Here in Wiltshire, Kennet District Council tells me they have granted permission for nearly 1,300 houses over the past five years, of which 49 (4 per cent) were shared ownership properties. Competition for these hens’ teeth is on the keen side: the average cost of a shared-equity two-bedroom cottage comes in at £120,000, only £60,000 of which would have to be funded by a mortgage. Monthly repayments on the mortgage element ought to be no more than £360, and the rental on the remaining equity (worth £60,000) about £150 per month. So a spanking new cottage in Wiltshire costs £510 a month.

The National Housing Federation, which represents most of England’s housing associations, says that in considering who is eligible for this boon ‘preference is normally given to local authority nominees, existing tenants, key workers and first-time buyers’. Vital as my work as a journalist clearly is, I quite see that my efforts are not ‘key’. I have a private tenancy and I can’t imagine Kennet nominating me for anything other than tarring and feathering. I have managed to insinuate myself on to the council waiting list, but will my daughter ever be able to relinquish her airbed in the kitchen for a room of her own? ‘We have literally hundreds of members who have been told by local authorities that they don’t need a house because they don’t need to look after their children,’ says Gary Birch of Fathers4Justice. ‘This is simply gender apartheid. If we were ethnic minorities there’d be an uproar, but fathers are fair game. The system just doesn’t value us.’ Nor, when it comes to putting their money where their corporate mouths are, have mortgage lenders proved particularly interested in shared ownership. Banks and building societies never miss an opportunity to declare how supportive they are of efforts to help lower income earners into home ownership. Yeah, right. My own bank (to pick a random example) LloydsTSB uses the Cheltenham & Gloucester as its mortgage providers. The C&G also acts as broker for a panel of ‘specialist lenders’, but only one of them will consider shared equity mortgages: ‘It’s a commercial decision we’ve made,’ says a jolly girl from C&G, ‘and shared ownership doesn’t fall within those parameters.’ Perhaps LloydsTSB is the black sheep, not the black horse, among mortgagers? A spokesperson for the Council of Mortgage Lenders, which covers 98 per cent of the market, told me: ‘Broadly we welcome an expansion of shared ownership, but limitations occur because these schemes are unfamiliar and there’s no expertise in dealing with them.’ Currently, only 10 per cent of Council members offer mortgages to applicants for shared ownership homes.
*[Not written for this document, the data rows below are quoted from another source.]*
PR #5727, opened 2026-03-02
Fix `logcleaner` to use ticks

Bumber64:
Fixed `logcleaner` to use ticks instead of frames, using `autolabor` as reference. Also corrected docs that it runs "approximately" every 100 ticks.

### DIFF
--- a/plugins/autolabor/autolabor.cpp
+++ b/plugins/autolabor/autolabor.cpp
@@ -740,7 +740,7 @@ DFhackCExport command_result plugin_onupdate ( color_ostream &out )
         return CR_OK;
     }
 
-    if (world->frame_counter - cycle_timestamp <= CYCLE_TICKS)
+    if (world->frame_counter - cycle_timestamp < CYCLE_TICKS)
         return CR_OK;
 
     cycle_timestamp = world->frame_counter;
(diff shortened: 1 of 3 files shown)


Bumber64:
Looks like it works.

I copied the `<=` cycle condition from `autolabor` which causes it to run every 98 ticks. Feels like that should be changed? Someone probably forgot to remove the `=` after inverting it.

plugins/autolabor/autolabor.cpp
```diff
@@ -740,7 +740,7 @@ DFhackCExport command_result plugin_onupdate ( color_ostream &out )
         return CR_OK;
     }
 
-    if (world->frame_counter - cycle_timestamp <= CYCLE_TICKS)
+    if (world->frame_counter - cycle_timestamp < CYCLE_TICKS)
```
ab9rf: while there might be merit to this change, it's unnecessary to dealing with a defect in a pending release. feel free to repropose in a separate PR

even when not in a pre-release feature freeze it's best to keep PRs to a single issue, and a PR that is intended to fix a defect in a imminently pending release should _absolutely_ only address the specific defect and nothing else

ab9rf (changes requested):

ab9rf (approved):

If Tony Blair is serious when he says that he wants to expand home ownership ‘for as many people as possible, giving people a stake in society, a chance to own their own home and be independent’, I would have thought that making sure the money men understood the scheme, and were prepared to co-operate, might be a good idea. Persuading local authorities to show a little more enthusiasm than Kennet, and to be a lot tougher in negotiations with developers over the number and location of shared equity houses, might too be thought a task better resolved before Mr Prescott sounded his fanfare rather than after it.

But the real challenge facing the government (apart from Iraq, Iran, international terrorism and global warming) is to reform the council waiting list and the selection criteria for shared ownership applicants. I can’t be young and homeless, or a single mother, or a family of ten from Bangladesh, and however long I languish on the list or however many houses are built, I know that the likes of me won’t have a snowball’s chance and that can’t be fair, can it, Mr Blair?